Start of Data for the task

PR #214, opened 2021-05-11
Fix some clippy warnings

nn1ks:
The only remaining warnings now are [from_over_into](https://rust-lang.github.io/rust-clippy/master/index.html#from_over_into) warnings produced by the `glib_wrapper` macro (which probably would have to be fixed upstream) and [module_inception](https://rust-lang.github.io/rust-clippy/master/index.html#module_inception) warnings. I didn't fix the "module_inception" warnings because it seems like you added the submodules on purpose and I think the warning is mostly there to warn beginners to not use `mod foo { ... }` inside foo.rs.

I think it might also be worth to consider adding clippy to the CI so future changes don't introduce new warnings.

### DIFF
--- a/src/api/api_models.rs
+++ b/src/api/api_models.rs
@@ -380,8 +380,8 @@ impl Playlist {
             art,
             songs: tracks.into(),
             last_batch: Batch {
-                batch_size,
                 offset,
+                batch_size,
                 total,
             },
             owner: UserRef {
--- a/src/app/components/selection/selection_tools.rs
+++ b/src/app/components/selection/selection_tools.rs
@@ -70,7 +70,7 @@ pub trait SelectionToolsModel {
         let action = if all_selected {
             SelectionAction::Deselect(songs.iter().map(|s| &s.id).cloned().collect())
         } else {
-            SelectionAction::Select(songs.iter().cloned().collect())
+            SelectionAction::Select(songs.to_vec())
         };
         self.dispatcher().dispatch(action.into());
     }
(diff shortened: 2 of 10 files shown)


xou816:
Perfect, thanks a lot!! You might want to add yourself to the CONTRIBUTORS file btw :)

Agreed about the module inception, maybe some day I'll reconsider but it's definitely not what clippy warns against. 

If we're going to add a clippy run to the spot-quality workflow, we'll just add the relevant flag!

xou816:
More detailed backtrace for the glib issue:

```
warning: an implementation of `From` is preferred since it gives you `Into<_>` for free where the reverse isn't true
    --> /.../glib-0.10.3/src/object.rs:730:9
     |
719  |   macro_rules! glib_object_wrapper {
     |  _-
     | |_|
     | |
720  | |     (@generic_impl [$($attr:meta)*] $name:ident, $ffi_name:path, $ffi_class_name:path, $rust_class_name:path, @get_type $get_type_expr:ex...
721  | |         $(#[$attr])*
722  | |         // Always derive Hash/Ord (and below impl Debug, PartialEq, Eq, PartialOrd) for object
...    |
730  | |         impl Into<$crate::object::ObjectRef> for $name {
     | |         ^^^^^^^^^^^^^^^^^^^^^^^^^^^^^^^^^^^^^^^^^^^^^^
...    |
1199 | /         $crate::glib_object_wrapper!(@generic_impl [$($attr)*] $name, $ffi_name, $ffi_class_name, $rust_class_name,
1200 | |             @get_type $get_type_expr);
     | |______________________________________- in this macro invocation (#3)
...
1230 | |     };
1231 | | }
```

xou816:
Looks like it's fixed on master! https://github.com/gtk-rs/gtk-rs/blob/master/glib/src/object.rs#L621 hopefully it makes into a patch :)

End of Data for the task

#### Problem statement:
Output every record in full, exactly as it was given.

#### Result of the exercise:
PR #214, opened 2021-05-11
Fix some clippy warnings

nn1ks:
The only remaining warnings now are [from_over_into](https://rust-lang.github.io/rust-clippy/master/index.html#from_over_into) warnings produced by the `glib_wrapper` macro (which probably would have to be fixed upstream) and [module_inception](https://rust-lang.github.io/rust-clippy/master/index.html#module_inception) warnings. I didn't fix the "module_inception" warnings because it seems like you added the submodules on purpose and I think the warning is mostly there to warn beginners to not use `mod foo { ... }` inside foo.rs.

I think it might also be worth to consider adding clippy to the CI so future changes don't introduce new warnings.

### DIFF
--- a/src/api/api_models.rs
+++ b/src/api/api_models.rs
@@ -380,8 +380,8 @@ impl Playlist {
             art,
             songs: tracks.into(),
             last_batch: Batch {
-                batch_size,
                 offset,
+                batch_size,
                 total,
             },
             owner: UserRef {
--- a/src/app/components/selection/selection_tools.rs
+++ b/src/app/components/selection/selection_tools.rs
@@ -70,7 +70,7 @@ pub trait SelectionToolsModel {
         let action = if all_selected {
             SelectionAction::Deselect(songs.iter().map(|s| &s.id).cloned().collect())
         } else {
-            SelectionAction::Select(songs.iter().cloned().collect())
+            SelectionAction::Select(songs.to_vec())
         };
         self.dispatcher().dispatch(action.into());
     }
(diff shortened: 2 of 10 files shown)


xou816:
Perfect, thanks a lot!! You might want to add yourself to the CONTRIBUTORS file btw :)

Agreed about the module inception, maybe some day I'll reconsider but it's definitely not what clippy warns against. 

If we're going to add a clippy run to the spot-quality workflow, we'll just add the relevant flag!

xou816:
More detailed backtrace for the glib issue:

```
warning: an implementation of `From` is preferred since it gives you `Into<_>` for free where the reverse isn't true
    --> /.../glib-0.10.3/src/object.rs:730:9
     |
719  |   macro_rules! glib_object_wrapper {
     |  _-
     | |_|
     | |
720  | |     (@generic_impl [$($attr:meta)*] $name:ident, $ffi_name:path, $ffi_class_name:path, $rust_class_name:path, @get_type $get_type_expr:ex...
721  | |         $(#[$attr])*
722  | |         // Always derive Hash/Ord (and below impl Debug, PartialEq, Eq, PartialOrd) for object
...    |
730  | |         impl Into<$crate::object::ObjectRef> for $name {
     | |         ^^^^^^^^^^^^^^^^^^^^^^^^^^^^^^^^^^^^^^^^^^^^^^
...    |
1199 | /         $crate::glib_object_wrapper!(@generic_impl [$($attr)*] $name, $ffi_name, $ffi_class_name, $rust_class_name,
1200 | |             @get_type $get_type_expr);
     | |______________________________________- in this macro invocation (#3)
...
1230 | |     };
1231 | | }
```

xou816:
Looks like it's fixed on master! https://github.com/gtk-rs/gtk-rs/blob/master/glib/src/object.rs#L621 hopefully it makes into a patch :)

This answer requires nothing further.